■ WHAT IS NEEDED ■
Look for the word "meta" in the entries and copy each line where it appears.

■ TASK INPUT ■
*** Begin section ***

PR #534, opened 2018-03-31
Replace deprecated componentWillReceiveProps with componentDidUpdate

alexeyraspopov:
Context: [React v16.3 Component Lifecycle Changes](https://reactjs.org/blog/2018/03/29/react-v-16-3.html#component-lifecycle-changes).

Method `componentWillReceiveProps()` becomes deprecated since it doesn't guarantee the fact component _will_ receive props. In addition, it doesn't seem to be recommended to do any side-effects inside this method.

I attempted to switch to `componentDidMount()` since it seems to be the correct place for such updates and side-effects. I needed to add props check since the method is also called during state updates.

Since `componentDidMount()` is called a moment after `componentWillReceiveProps()`, another render happens between them with current (unchanged) state. This forced me to update a couple of tests with a component's state before actual animation restart. As for the user, it doesn't make any visible difference, since animation starts just a bit (a single event loop spin?) later.

I wanted to apply the same changes to `TransitionMotion` and it mostly worked. There were a couple of tests that I failed to understand and so update accordingly. At this moment, I'd like to get some feedback on the introduced changes and possibly some help moving forward. Thanks!

cc @chenglou @nkbt

### DIFF
--- a/test/Motion-test.js
+++ b/test/Motion-test.js
@@ -539,6 +539,7 @@ describe('Motion', () => {
     mockRaf.step(2);
     expect(count).toEqual([
       {a: 0},
+      {a: 0},
       {a: 0}, // this new 0 comes from owner update, causing Motion to re-render
       {a: 400},
       {a: 385.8333333333333},
@@ -548,9 +549,9 @@ describe('Motion', () => {
       {a: 350.02047519790233},
     ]);
     mockRaf.step(999);
-    expect(count.length).toBe(85);
+    expect(count.length).toBe(86);
     setState({a: spring(400)});
     // make sure we're still updating children even if there's nothing to interp
-    expect(count.length).toBe(86);
+    expect(count.length).toBe(87);
   });
 });
--- a/src/Motion.js
+++ b/src/Motion.js
@@ -5,6 +5,7 @@ import stepper from './stepper';
 import defaultNow from 'performance-now';
 import defaultRaf from 'raf';
 import shouldStopAnimation from './shouldStopAnimation';
+import arePropsEqual from './arePropsEqual';
 import React from 'react';
 import PropTypes from 'prop-types';
 
@@ -210,13 +211,17 @@ export default class Motion extends React.Component<MotionProps, MotionState> {
     this.startAnimationIfNecessary();
   }
 
-  componentWillReceiveProps(props: MotionProps) {
+  componentDidUpdate(prevProps: MotionProps) {
+    if (arePropsEqual(prevProps, this.props)) {
+      return;
+    }
+
     if (this.unreadPropStyle != null) {
       // previous props haven't had the chance to be set yet; set them here
       this.clearUnreadPropStyle(this.unreadPropStyle);
     }
 
-    this.unreadPropStyle = props.style;
+    this.unreadPropStyle = this.props.style;
     if (this.animationID == null) {
       this.prevTime = defaultNow();
       this.startAnimationIfNecessary();
--- a/src/StaggeredMotion.js
+++ b/src/StaggeredMotion.js
@@ -5,6 +5,7 @@ import stepper from './stepper';
 import defaultNow from 'performance-now';
 import defaultRaf from 'raf';
 import shouldStopAnimation from './shouldStopAnimation';
+import arePropsEqual from './arePropsEqual';
 import React from 'react';
 import PropTypes from 'prop-types';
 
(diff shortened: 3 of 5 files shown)


alexeyraspopov:
@chenglou, @nkbt, any chance to get this reviewed? Should I provide some additional rationale?

nkbt:
component did update happens *after* component was updated, component will receive props - *before*. I believe this change may cause a lot of issue in downstream libraries and project and there is no realistic way to test this out. There was `getDerivedStateFromProps` added, but it is static... 

This change would probably require major version bump for this reason.

nkbt:
I haven't started doing any React17 upgrades on any projects I am currently working on and not sure when I will be able to do it. So I cannot properly test such changes in real apps at this point unfortunately.

shalanah:
I think replacing `componentWillReceiveProps` would be a great idea. I'm using react 16.4.1 and this is creating a bug for me when pairing another repo (react-custom-scrollbars wrapping around it). I can confirm the error is with `react-motion` and `componentWillReceiveProps`. I get an error that says I cannot setState on a component that has not yet mounted. And when I comment out `this.startAnimationIfNecessary()` in `StaggeredMotion` in `componentWillReceiveProps` the error disappears.

nkbt (approved):
LGTM

Not sure how much it is going to break downstream though

JanKanty:
Can we expect to be merged soon? :D

JanKanty:
So maybe it's goo idea to for now move to using `UNSAFE` prefix, so without any errors / warnings you can test it more?

alexeyraspopov:
Switching to `UNSAFE` methods is still a breaking change since react-motion currently supports React v0.14 and v15.x. And this breaking change is quite difficult to justify, I'd say.

gnapse:
Hi, any updates on this?

mikestecker:
Any updates on this?

test/Motion-test.js
```diff
@@ -548,9 +549,9 @@ describe('Motion', () => {
       {a: 350.02047519790233},
     ]);
     mockRaf.step(999);
-    expect(count.length).toBe(85);
+    expect(count.length).toBe(86);
```
Justin2997: Why changing this ?

Justin2997 (commented):
Seems to work, We should merge it :)

japalo:
Sorry for repeating what's being asked above, but are there any updated on this?

andrewjrhill:
This really needs priority... give us back our consoles please. Devs shouldn't have to disable warnings in their consoles for an optimal debugging experience. Super annoying.

mlacif1:
We need this to merged quite asap please. Thank you.

chenglou:
@andrewjrhill this repo has been around for more than 4 years now. I'm personally not sure what kind of bugs this'll introduce if we merge and do a release. There are plenty of race conditions that can be had here. @alexeyraspopov how confident are you in the PR?

nkbt:
Yeah I am very much not sure this won’t introduce issues. I’ve seen quite a few problems caused by this sort of change in other components and fixing them was not quite as trivial in many cases unfortunately, as behaviour actually changes significantly

test/Motion-test.js
nkbt: Because component is going to have one more update I assume due to switching to componentDidUpdate

andrewjrhill:
In the case of high-risk changes we could potentially release a "beta" branch with intent to merge with `master` as a new major version at an allocated future date (~3 months?). We can then open an ongoing issue asking people to test this (`@next`?) release and open PR's against it if they discover issues.

theopak:
👋 hey folks! nice idea here, and to add to the discussion i thought it might be nice to consider shipping an `UNSAFE_` lifecycle rename first as a low risk step towards an eventual refactor like this one

and opinions? discussion welcome: #575

japalo:
@theopak as a quick fix, I agree. In a long term perspective I think another fix needs to be implemented. Had I been able to suggest more in-depth solution I would, but sadly I don't have the time right now.

sousajunior:
Was this PR abandoned? Any solution to this?

morsmodr:
> React ensures that any setState calls that happen during componentDidMount and componentDidUpdate are flushed before the user sees the updated UI. In general, it is better to avoid cascading updates like this, but in some cases they are necessary (for example, if you need to position a tooltip after measuring the rendered DOM element).

Not sure whether this snippet from https://reactjs.org/blog/2018/03/27/update-on-async-rendering.html#invoking-external-callbacks helps with the concerns regarding this merge

Amirault:
Waiting for the merge and then the release 🙏 🙏 🙏

scotthwsnyder:
Any updates on this?

lazyTai:
你发的邮件，小弟阿泰会尽快查收，么么哒~~~

theformer:
这是来自QQ邮箱的假期自动回复邮件。
 

PR #545, opened 2018-07-04
Upgrade stack

TrySound:
I wanted to upgrade only babel but everything else was broken so I
upgraded babel, webpack, eslint and karma.

Disabled a lot of eslint rules to not change existing code. Maybe it's
better to migrate to prettier later.

This changes will unblock me from providing smaller output.


TrySound:
We need to rerun travis

TrySound:
Friendly ping @chenglou

chenglou:
Thanks for the ping. To be clear, is there a user-facing change here? Or just for us devs?

TrySound:
@chenglou This one only for devs.

TrySound:
Bundle is slightly changed with new versions but I don't think there's anything significant.

TrySound:
@chenglou Tests are passed.

chenglou:
If there's no user-facing impact then sure. Thanks!

PR #546, opened 2018-07-05
Bundle umd with rollup

TrySound:
Rollup produces smaller and readable output which do not require source
maps.

- removed sourcemaps from umd bundle
- bundle umd with rollup
- added production umd version

Previously minified development bundle had 31750b. The new one 24575b


TrySound:
Ready for review. User facing change are removed sourcemaps, smaller umd size + production umd.
/cc @chenglou

chenglou:
Thanks. Is there a way to remove webpack? I guess not since we need it for the demos and watcher?

TrySound:
Yes, let's keep it for now.

chenglou:
Ok. Fwiw I'm more or less blindly merging right now. As long as the demos still work and that we don't break userland (react-motion has been stable for years), I'm good with the cleanups.

Thanks!

PR #547, opened 2018-08-02
:arrow_down: upgrade babel's  configuration file so that remove babel…

strongcode9527:
[Removing Babel's Stage Presets](https://babeljs.io/blog/2018/07/27/removing-babels-stage-presets)

Upgrade the Babel configuration file to match the Babel update


.babelrc
```diff
@@ -1,10 +1,15 @@
...
-    "@babel/stage-3",
     "@babel/flow",
     "@babel/react"
   ],
+  "plugins": [
+    "@babel/plugin-syntax-dynamic-import",
+    "@babel/plugin-syntax-import-meta",
+    ["@babel/plugin-proposal-class-properties", { "loose": false }],
+    "@babel/plugin-proposal-json-strings"
+  ],
```
TrySound: Does anything except class properties is used here?

strongcode9527: yes, and it works well

strongcode9527: [A description of the official document of stage-3](https://github.com/babel/babel/tree/master/packages/babel-preset-stage-3#babelpreset-stage-3)

TrySound: I know about stage-3. I mean does this package contain json strings, dynamic imports or import meta? If not, there's not need for these plugins.

strongcode9527: Thank you for your reply, I understand, and have submitted amendments.

TrySound:
Try also to run `yarn build` and commit size snapshot. We'll see how the size is changed with class properties in loose mode.

strongcode9527:
I've tried it before submitting, and after doing it once, after comparing it with the current version, it turns out that the values are the same as before.

package.json
```diff
@@ -43,7 +43,7 @@
     "react-codemirror": ">=0.1.2",
     "react-dom": ">=15.5.0",
     "rollup": "^0.62.0",
-    "rollup-plugin-babel": "^4.0.0-beta.7",
+    "rollup-plugin-babel": "^4.0.0-beta.2",
```
nkbt: what is the reason for these "downgrades" (+babel-loader)
They both resolved to beta.7 in yarn.lock, but still

strongcode9527: According to the official upgrade command "npx babel-upgrade",  the files will be modified automatically.So I didn't modify these configurations myself.

[Official documents](https://babeljs.io/blog/2018/07/27/removing-babels-stage-presets#migrating)

nkbt: It does not mean it is perfect and we do not need to check if all these automatic changes are actually necessary 🤷‍♂️

TrySound: I upgraded by hands in https://github.com/chenglou/react-motion/pull/548

strongcode9527: ok, thank you for reply, i learn a lot.

PR #548, opened 2018-08-06
Upgrade babel and build esm and cjs bundles

TrySound:
In this diff I suggest to use bundles instead of transpiled with just
babel files. There are a few reasons for them

- more controllable size and output
- slightly faster user bundling
- faster browser loading if somebody will use it
- better debugging in development mode without sourcemaps (less webpack stuff)
- hidden internals which may cause breaking changes if user decide to use them

Size snapshot shows also treeshakability for esm bundles so I can apply
more optimisation which will be visible to us.

/cc @nkbt @chenglou


package.json
```diff
@@ -2,20 +2,21 @@
   "name": "react-motion",
   "version": "0.5.2",
   "description": "A spring that solves your animation problems.",
-  "main": "lib/react-motion.js",
+  "main": "dist/react-motion.cjs.js",
+  "module": "dist/react-motion.esm.js",
```
nkbt: should we use `dist/react-motion.jsm` or does not really make much sense for non-nodejs library?

package.json
```diff
@@ -56,10 +57,9 @@
   },
   "scripts": {
     "start": "node server.js",
-    "build:lib": "cross-env NODE_ENV=cjs babel src --out-dir lib",
```
nkbt: that would mean a major release then, it certainly is a breaking change

nkbt: I am not sure this change worth it

TrySound:
@nkbt Could you merge, so I could start working on further improvements?

PR #550, opened 2018-08-10
Improve babel config

TrySound:
- enable loose mode for env and class properties
- reuse helpers from babel runtime instead of duplicating them

This change saved us 2kb minified.

### DIFF
--- a/.babelrc
+++ b/.babelrc
@@ -1,11 +1,11 @@
 {
   "presets": [
-    ["@babel/env", { "modules": false }],
+    ["@babel/env", { "modules": false, "loose": true }],
     "@babel/flow",
     "@babel/react"
   ],
   "plugins": [
-    "@babel/proposal-class-properties"
+    ["@babel/proposal-class-properties", { "loose": true }]
   ],
   "env": {
     "test": {
--- a/.babelrc
+++ b/.babelrc
@@ -5,7 +5,8 @@
     "@babel/react"
   ],
   "plugins": [
-    ["@babel/proposal-class-properties", { "loose": true }]
+    ["@babel/proposal-class-properties", { "loose": true }],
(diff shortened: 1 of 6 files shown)


package.json
```diff
@@ -92,6 +93,7 @@
   ],
   "license": "MIT",
   "dependencies": {
+    "@babel/runtime": "7.0.0-rc.1",
```
nkbt: I haven’t used babel runtime since docs are very loose and end effect on final app is not clear.

The fact lib bundle gets smaller is good of course. But does it mean that babel runtime will be (has to be) added to an app?
When you have build in place that is not a big deal, but in case of static sites using minified prebuilt versions of libs it means no tree shaking. Full babel runtime is huge :(

Please correct me if I am wrong here (I wish I am)

.babelrc
```diff
@@ -1,11 +1,11 @@
 {
   "presets": [
-    ["@babel/env", { "modules": false }],
+    ["@babel/env", { "modules": false, "loose": true }],
```
nkbt: :+1: for loose

package.json
TrySound: It's direct dependency, so no affect to user. `@babel/plugin-transform-runtime` imports only necessary stuff. Here's what imported now
```js
import _extends from '@babel/runtime/helpers/esm/extends';
import _inheritsLoose from '@babel/runtime/helpers/esm/inheritsLoose';
```

it's exactly the same what `rollup-plugin-babel` inlines to the bundle without runtime plugin, so their's not gain or loss in size. The idea is that these helpers may be reused across many packages.

Actually the new babel runtime package is small. It was decoupled from core-js version. So even less stuff in user node_modules.

TrySound:
@nkbt rebased and added a few tweaks

package.json
nkbt: Thanks for the explanation!

PR #551, opened 2018-08-12
Export SpringHelperConfig type

TrySound:
This type is used by [react-beautiful-dnd](https://github.com/atlassian/react-beautiful-dnd/blob/master/src/view/moveable/moveable.jsx#L3).

Flat bundles and single types reexport will forbid using internals so we
need to expose some types like this one. If something else will be
required we could make feature released after 0.6.

### DIFF
--- a/src/react-motion.js
+++ b/src/react-motion.js
@@ -1,4 +1,7 @@
 /* @flow */
+
+export type { SpringHelperConfig } from './Types';
+
 export { default as Motion } from './Motion';
 export { default as StaggeredMotion } from './StaggeredMotion';
 export { default as TransitionMotion } from './TransitionMotion';


src/react-motion.js
```diff
@@ -1,4 +1,7 @@
 /* @flow */
+
+export type { SpringHelperConfig } from './Types';
```
nkbt: Isn't it better to export all types? Sorry, I'm not using flow/ts, so cannot do much feedback on how it may affect downstream

TrySound: Some of types are internal. I think types are also a part of api. api with all possible types will be too verbose. I would export types with a request. This is the first one. Maybe the last one.

PR #553, opened 2018-08-28
Fix scale style in demo7

jsm1003:
The online demo7 doesn't work as  expected, I fix it.

### DIFF
--- a/demos/demo7-water-ripples/Demo.jsx
+++ b/demos/demo7-water-ripples/Demo.jsx
@@ -38,7 +38,7 @@ export default class Demo extends React.Component {
       key: now,
       style: {
         opacity: spring(1),
-        scale: spring(0),
+        scale: 1,
         x: spring(mouseX),
         y: spring(mouseY),
       }


nkbt:
I've just checked demo7 and it works as expected, what is the problem you think there is?

jsm1003:
I created a [GIF,](https://github.com/jsm1003/asdf) you can see when I open the demo7 from my computer, and there were no water ripples

nkbt:
This is how it works for me. I checked in opera and under windows 10 too. Same way everywhere

ripples

I do not know why you are seeing nothing. Maybe it is opened devtools (so chrome throttles something), maybe some browser plugin.

PS: I recommend [Licecap](https://www.cockos.com/licecap/) to do gif captures. Very cool thing

jsm1003:
@nkbt 
 Watch this Gif , you can see demo-ball element add an attribute , scale : 0

react-motion-demo2

my chrome version : 68.0.3440.106

I checked this URL from my classmate's computer, it works well ,It seems that only the chrome of my computer has this problem.

nkbt:
I am not sure I want to merge fix that fixes something broken on the only machine... Would better wait if someone else can reproduce it too.

PR #555, opened 2018-10-09
React-motion: Removed phantomjs dependency

ossdev07:
PhantomJS is an unmaintained project removed phantomjs dependency from package.json and
Added support for Karma-chrome-launcher.

Signed-off-by: ossdev07 <ossdev@puresoftware.com>


nkbt:
Thanks, looks like a minimal change and all tests still work well

PR #556, opened 2018-10-18
Add live demo to README.md

ipiranhaa:


README.md
```diff
@@ -5,6 +5,8 @@
 [![Bower version](https://badge.fury.io/bo/react-motion.svg)](http://badge.fury.io/bo/react-motion)
 [![react-motion channel on discord](https://img.shields.io/badge/discord-react--motion%40reactiflux-738bd7.svg?style=flat)](https://discordapp.com/invite/0ZcbPKXt5bYzmcI0)
 
+![Live Demo](https://media.giphy.com/media/mz8Y3zn2ZPMMA95BIp/giphy.gif)
```
nkbt: It would be better to add gif to the repo and reference here instead of `giphy`
Also I suggest using `licecap` as it can do much better fps (up to 60) than this one.

PR #239, opened 2024-12-20
Remove MD5SHA1 OpenSSL 1.0.2 backport

qmuntal:
We only implemented `crypto.MD5SHA1` to support TLS 1.0/1.1 handshakes, which uses that hash in RSA PKCS1 v15 operations. Unfortunately, OpenSSL 1.0.2 doesn't provide `EVP_md5_sha1`, so we had to manually port it thinking that we could make that work by doing that.

The reality is that our backport doesn't work, as demonstrated by the tests added in https://github.com/golang-fips/openssl/pull/235. Given it complexity, and that OpenSSL 1.0.2 is long past it's EOL date, we better remove it.


gdams (approved):

ueno (approved):
+1 for the removal.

*** End section ***

■ RESULT OF THE TASK ■
+    "@babel/plugin-syntax-import-meta",
TrySound: I know about stage-3. I mean does this package contain json strings, dynamic imports or import meta? If not, there's not need for these plugins.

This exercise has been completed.